Last edited Wed Feb 1, 2017, 12:45 PM - Edit history (2)
I've read articles where skipping payments is not good advice as far as increasing your chances of getting a loan modification. Check this out fully and carefully before ruining your credit rating. Realize also that a fucked up credit rating will result in higher insurance rates, higher interest rates on loans / credit balances you already have, possibly result in frozen credit lines or even payback demands, makes the job search harder, harder to rent, etc. And your loan modification will be temporary. So please look at the whole picture.

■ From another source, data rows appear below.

PR #24025, opened 2021-05-31
add some more documentation for non-inclusive version ranges

cosmicexplorer:
### Problem

#26422 removes the `\.99+` suffix many packages append to version strings in order to support non-inclusive range bounds e.g. `1.2 <= v < 2`: previously we had recommended the use of `@1.2:1.2.999` for this, but we now recommend using `@1.2:1`. However, some packages still contain this `\.99+` workaround, and our documentation doesn't explicitly describe the new recommendation.

### Solution
- Fix some `\.99+` bounds that remained after #26422.
- Clarify in documentation how this works, and explicitly say that `\.99+` is deprecated.

### Result
We should be able to reserve `.99` components for actual versions named `.99` instead of using it as a workaround.

PR #32916, opened 2022-09-30
small refactorings for version.py

cosmicexplorer:
*I'm splitting this out from the work for #24025.*

`coerce_versions()` has some duplicated promotion logic that can be cut out without too much trickery. I think the modification here will be easier to maintain.


cosmicexplorer:
Someone whose regex opinions I respect has voiced their support (https://twitter.com/junyer/status/1575772555129987072?s=20&t=RYMYA1BBjkWzcVOHOIJXUQ) for the existing use of `[.]` to escape metacharacters, contrary to my initial impression, so I will probably revert the first commit here.

PR #32918, opened 2022-09-30
[rocksdb] Added rtti variant

mdorier:
This PR adds the `rtti` variant in rocksdb. This is needed when subclassing some rocksdb classes (e.g. Logger), and can be enabled via the `USE_RTTI` environment variable when calling `make`.


mdorier:
If someone can explain to me why style check isn't passing, because I don't get it...

haampie (approved):
Can you refactor the package next time to use `setup_build_environment` instead of `env[x] = y`?

PR #32919, opened 2022-09-30
codify version comparison protocols

cosmicexplorer:
### Problem

- The many "version-like" types in `version.py` each implement subsets of similarly-named methods, but these methods may have additional constraints (such as `strict=False`) which are only implemented for some but not all of the version-like types (`VersionBase`, `GitVersion`, `VersionStrComponent`, `VersionRange`, `VersionList`). 
- Compounding the confusion is that no type signatures are provided for these methods, along with the `@coerced` decorator which modifies the arguments before executing the actual function.
- Each version-like type's constructor accepts a wide array of inputs, but figuring out all of the things that e.g. `VersionList.__init__()` accepts is quite difficult.
- `eval(repr(x))` will often produce a list or string instead of another instance of `type(x)`, which breaks the `__repr__` contract.

### Solution

1. Split out shared comparison methods into a few abstract base classes, and add type signatures for those classes in a new file `version.pyi`.
    - Inconsistencies among similarly-named methods are fixed by ensuring each method conforms to the same contract.
    - Adding type signatures in a separate file avoids cluttering up the existing logic and git history in `version.py`.
1. Implement `__repr__` serialization uniformly with a `Serializable` base class, which introduces the `X.parse()` classmethod.
    - Tests are added for round-trip via `eval(repr(...))`.

### Result
I recognize that this is a highly opinionated change with unclear benefit. However, I believe it will make the work of #24025 significantly easier. As such, I will be leaving this PR as a draft until I can demonstrate its utility for implementing strict version inequalities.


cosmicexplorer:
After figuring out a much nicer way to do #24025 without modifying any logic in `version.py`, this can be closed.

PR #32928, opened 2022-09-30
casper: old domain fell off, adding github repo

snehring:
No apparently major changes. Dialect change doesn't seem to be needed any more.


tldahlgren (approved):
Confirmed the dated commit exists in the new repository.  Appreciate deprecation of the inaccessible `0.8.2` in case it is in some build cache.

I'm wondering if the `homepage` should be switch to the new GitHub repo but will leave that for another time.

PR #32934, opened 2022-09-30
Apply setup_dependent_package to superclass packages that are not shared

scheibelp:
If you have a package in the builtin repo like:

```
class Foo(Package):
    depends_on(cmake)

    def install():
        cmake(...)
```

and a custom package repository which extends that package like:

```
class Foo(builtin.Foo):
    ...
```

this will fail as of https://github.com/spack/spack/commit/b9e57006c98c5ea3836a33a55a41a516e52f3e4b#diff-a493ca2ca45c40f1a67e6ef60fe57654cb2077e3d20b50ceee9b85d0ec16c8e3 because `build_environment` only ensures that the subclass module has a `cmake` attribute defined.

This retrieves all packages in the inheritance DAG for the installed package, but excludes "shared" superclasses like `PackageBase`. This assumes that all packages in this inheritance hierarchy would have the same class name (e.g. in this case they would all be called `Foo`. I couldn't quickly think of a better criteria but other possible criteria is to only retrieve package superclasses if they are defined in a repo (this would cause problems if users created packages in their repo for the sole purpose of sharing amongst other packages).

### DIFF
--- a/lib/spack/spack/build_environment.py
+++ b/lib/spack/spack/build_environment.py
@@ -775,6 +775,15 @@ def parent_class_modules(cls):
     return result
 
 
+def nonshared_parents(cls):
+    """Return list with cls and all superclasses that define a Package
+       class object with the same name (so excludes superclasses like
+       PackageBase).
+    """
+    all_parents = parent_class_modules(cls)
+    return list(x for x in all_parents if getattr(x, cls.__name__, None))
+
+
 def load_external_modules(pkg):
     """Traverse a package's spec DAG and load any external modules.
 
@@ -994,7 +1003,8 @@ def modifications_from_dependencies(
             if set_package_py_globals:
                 set_module_variables_for_package(dpkg)
             # Allow dependencies to modify the module
-            dpkg.setup_dependent_package(spec.package.module, spec)
+            for module in nonshared_parents(spec.package.__class__):
+                dpkg.setup_dependent_package(module, spec)
             if context == "build":
                 dpkg.setup_dependent_build_environment(env, spec)
             else:


lib/spack/spack/build_environment.py
```diff
@@ -775,6 +775,15 @@ def parent_class_modules(cls):
     return result
 
 
+def nonshared_parents(cls):
+    """Return list with cls and all superclasses that define a Package
+       class object with the same name (so excludes superclasses like
+       PackageBase).
+    """
+    all_parents = parent_class_modules(cls)
+    return list(x for x in all_parents if getattr(x, cls.__name__, None))
```
becker33, line 784: I don't think we want to exclude name changes -- what if someone has `my-hdf5` that shares everything except a URL with the builtin hdf5 -- they should be able to define a package `class MyHdf5(Hdf5):`.

What if instead we chose only classes that come from files named `package.py`? that should reasonably-effectively get only package classes, not base classes?

lib/spack/spack/build_environment.py
```diff
@@ -994,7 +1003,8 @@ def add_modifications_for_dep(dep):
             if set_package_py_globals:
                 set_module_variables_for_package(dpkg)
             # Allow dependencies to modify the module
-            dpkg.setup_dependent_package(spec.package.module, spec)
+            for module in nonshared_parents(spec.package.__class__):
+                dpkg.setup_dependent_package(module, spec)
```
becker33, line 1007: I worry that this will apply spec changes multiple times, which will be bad if they have side effects.

lib/spack/spack/build_environment.py
scheibelp: That would work IMO but would run into the same problem as my other suggestion:

> this would cause problems if users created packages in their repo for the sole purpose of sharing amongst other packages

lib/spack/spack/build_environment.py
scheibelp: Good point, although I don't know how to address that without changing the API (for all packages in builtin that define this, for example): we need to run `setup_dependent_package` on every superclass module; up to now, the `setup_dependent_package` has been free to modify the spec as it sees fit. If it only makes idempotent changes (e.g. `setattr`) then it would be fine (but we have not mandated that constraint before).

becker33:
There's also #32340 that attempts to solve the same issues.

scheibelp:
> There's also https://github.com/spack/spack/pull/32340 that attempts to solve the same issues

That looks great, like it avoids the issue you pointed out at https://github.com/spack/spack/pull/32934#discussion_r984974725

I assume you might want to use `nonshared_parents` (or your suggested tweak), but since `setup_package` occurs in the child process, then perhaps that is overdoing it as well.

In any case I'll close this.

https://www.google.com/search?sourceid=chrome-psyapi2&ion=1&espv=2&ie=UTF-8&q=mortgage%20modification%20stop%20making%20payments&oq=mortgage%20modification%20stop%20making%20payments&aqs=chrome..69i57.7336j0j3
http://www.nolo.com/legal-encyclopedia/should-i-stop-paying-mortgage-i-qualify-loan-modification.html
And there is such a thing as being too poor -- in mortgage modifications they are looking for a Goldilocks spot -- not too rich and not too poor, income wise (and debt level). They look at a debt payment to income ratio. If it's too low, then they figure you can afford it without help, despite your squawking. If it's too high, they figure that what help they can offer will not be enough and you'll go under anyway. They do a "net present value" analysis and risk analysis.
As for a home retention advisor, I don't know what that is. If it's a non-profit agency like Habitat for Humanity, that's perhaps good advice from people who have helped others work through the process (on the other hands, some are inexperienced and have their perceptions colored by ideology). If it's someone who advertises on AM radio and expects money before doing much of anything except the sales job, then run like hell for the hills. Check them out on the BBB and by a plain old Google search.
I take it your interest-only period is ending and you will have to start paying principal?